The exposition looks at the half-decade since Hurricane Maria, during which time not much has been solved. Puerto Rico’s population is still dealing with the damage the natural disaster caused when it devastated the entire island in Sept. 2017  — the loss of almost 3,000 people, trauma, the fractured infrastructure, the ecological devastation of the shores, and an economically-driven migration — all of which has now was aggravated when Hurricane Fiona hit earlier this year.

maria guerrero speaks at panel at hurricane maria exhibit at the witney
Brooklyn-based Whitney curator, Marcela Guerrero speaks about her work putting together the soon to be open exhibit “No Existe un mundo poshuracán”, about the dragging damage caused by Hurricane Maria in Puerto Rico. Photo by Ximena Del Cerro.

This exhibition takes its title, “No Existe un Mundo Poshuracán,” roughly translated as “a post-hurricane world doesn’t exist,” from a poem by Puerto Rican poet Raquel Salas Rivera, which is featured in the exhibition as an artwork.

“Things haven’t changed much and the future is bleak,” said Guerrero, who was the chief curator of the exhibit. “With the climate crisis, we just know, factually, there will be more hurricanes in Puerto Rico and the idea here is to make people wonder what happens in places that are a colony. These two situations combined are a recipe for disaster that is completely neglected.”

Through painting, video, installation, performance, poetry, and newly commissioned pieces created for the show, the Whitney Museum’s exhibition brings together over fifty works by an intergenerational group of artists who are either still residing in the island or part of the community here in the states.

“The tone of the exhibition is set by the desire of the artists to be frank and honest about the political situation in Puerto Rico without being pessimistic, but the fight matches the grief,” Guerrero said. “This is a place where there is corruption, there is disaster, but there is also people trying to make art and beauty.”

Pieces by artists Armig Santos touch on the enormous death toll of the storm, and the grief carried by survivors. Photo by Ximena Del Cerro.
ripped street pole in hurricane maria exhibit
An untitled piece by artist Gabriella Torres-Ferrer. A ripped street pole with a sign that reads “Validate your American citizenship”. Ximena Del Cerro

At the time the storm hit, the curator was working as a curatorial fellow at the Hammer Museum in Los Angeles.

“Just like so many people, I wasn’t able to get in touch with my family or friends,” she said. “I was feeling very frustrated not being able to do much, but now I have this important platform that I can use to promote the artists from Puerto Rico.”
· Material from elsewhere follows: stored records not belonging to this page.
PR #400, opened 2019-10-18
Managed job sets

jyu00:
### Summary
Addresses #333 . 
Allows a job manager to manage multiple sets of experiments.

### Details and comments
This PR introduces 2 new classes - `ManagedJobSet`, which represents a set of managed jobs, and `ManagedJob`, which is simply `IBMQJob` with some management metadata.

Most of the functionalities provided by `JobManager` (now `IBMQJobManager`), were moved to `ManagedJobSet`, so a user can do something like
```
jm = IBMQJobManager()
job_set1 = jm.run(some_experiments)
job_set2  = jm.run(more_experiments)
job_set1.results()
job_set2.results()
```
Due to the number of files now associated with job manager, they're all moved to the `/managed` directory be more organized.


qiskit/providers/ibmq/managed/ibmqjobmanager.py
```diff
@@ -0,0 +1,196 @@
...
+                backend, the default is used.
+
+        Returns:
+            Managed job set.
+
+        Raises:
+            IBMQJobManagerInvalidStateError: If the backend does not support
+                the experiment type.
+        """
+        if (any(isinstance(exp, ScheduleComponent) for exp in experiments) and
```
ajavadia: I think the check here should be for `Schedule` and not `ScheduleComponent`, since the type hint says that the only acceptable inputs here are `QuantumCircuit` or `Schedule` -- so anything other than a `Schedule` should be caught by the hint. Here we are just trying to say that `Schedule` is supported by certain backends.

qiskit/providers/ibmq/managed/ibmqjobmanager.py
```diff
@@ -0,0 +1,196 @@
...
+        """Creates a new IBMQJobManager instance."""
+        self._job_sets = []  # type: List[ManagedJobSet]
+        self._executor = futures.ThreadPoolExecutor()
+
+    def run(
+            self,
+            experiments: Union[List[QuantumCircuit], List[Schedule]],
+            backend: IBMQBackend,
+            name: Optional[str] = None,
+            shots: int = 1024,
```
ajavadia: The `JobManager.run()` method has been limited here in the options that it can accept. Is this intentional? Since these will be directly passed to the `qiskit.compiler.assemble()` function, why not allow all options that are allowed in assemble?

qiskit/providers/ibmq/managed/ibmqjobmanager.py
```diff
@@ -0,0 +1,196 @@
...
+        """Return a report on the statuses of all jobs managed by this manager.
+
+        Args:
+            detailed: True if a detailed report is be returned. False
+                if a summary report is to be returned.
+
+        Returns:
+            A report on job statuses.
+        """
+        job_set_statues = [job_set.statuses() for job_set in self._job_sets]
```
ajavadia:
```suggestion
        job_set_statuses = [job_set.statuses() for job_set in self._job_sets]
```

qiskit/providers/ibmq/managed/ibmqjobmanager.py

Some of the pieces in the show talk about the summer of 2019, when hundreds of thousands of Puerto Ricans marched into the streets demanding the resignation of then-Governor Ricardo A. Rosselló. Following the insufficient response to those affected by Maria and the leak of offensive messages targeting the population, one of the largest demonstrations the island has ever seen pushed the governor out.
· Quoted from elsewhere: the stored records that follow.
PR #407, opened 2019-10-23
Managed results

jyu00:
### Summary
Addresses #333. This is a follow up to #389 and #400. 

Introduces a `ManagedResults` class that have the same methods (`get_memory()`, `get_counts()`, etc) as `Result`. It allows the user to do
```
job_set = job_manager.run()
result = job_set.results()
result.get_counts(1)
```

### DIFF
--- a/qiskit/providers/ibmq/managed/managedjob.py
+++ b/qiskit/providers/ibmq/managed/managedjob.py
@@ -88,7 +88,7 @@ class ManagedJob:
            timeout: number of seconds to wait for job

Other artists focused on the inequality endured by the locals.

“The policies in Puerto Rico don’t benefit the people who live there,” she said. “They are there to create an economy made for people who use the island as a playground.”

art made with sand at the Whitney Museum
La Concha, by artists Yiyo Tirado Rivera from 2022, made with sand and wood. Photo by Ximena Del Cerro.

As an Assistant Curator at the Whitney, Guerrero sets the agenda for the exhibitions and brings works into the museum’s permanent collection. She is part of the Emerging Artists Working Group, the Indigenous Artists Working Group, the Equity & Inclusion Committee, and co-leads the bilingual initiative at the museum. “No Existe Un Mundo Poshuracán” will open on Nov. 23 and runs until Apr. 23, 2023.

“I want Puerto Ricans to come see the show and feel proud,” she said. “I want the average museum visitor to remember that moment when President Trump went and threw paper towels to people. I want them to reflect on who the people standing there were and what are their lives like now.”